* _EXERCISE DETAILS_: An exact copy is required of the lines from the one with "[KFP] If we" through the last line of the material below, and of nothing else.

* _RECORDS SUPPLIED_:

PR #6497, opened 2024-10-08
[KFP] If we got empty secret value skip the replacing of the env vars [1.7.x]

roei3000b:
In case we got empty secret value, we should skip the `_create_secret_env_var_for_pipeline`


adamdelman (approved):
lgtm

alonmr (approved):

* _WRITTEN ANSWER_:
[KFP] If we got empty secret value skip the replacing of the env vars [1.7.x]

roei3000b:
In case we got empty secret value, we should skip the `_create_secret_env_var_for_pipeline`


adamdelman (approved):
lgtm

alonmr (approved):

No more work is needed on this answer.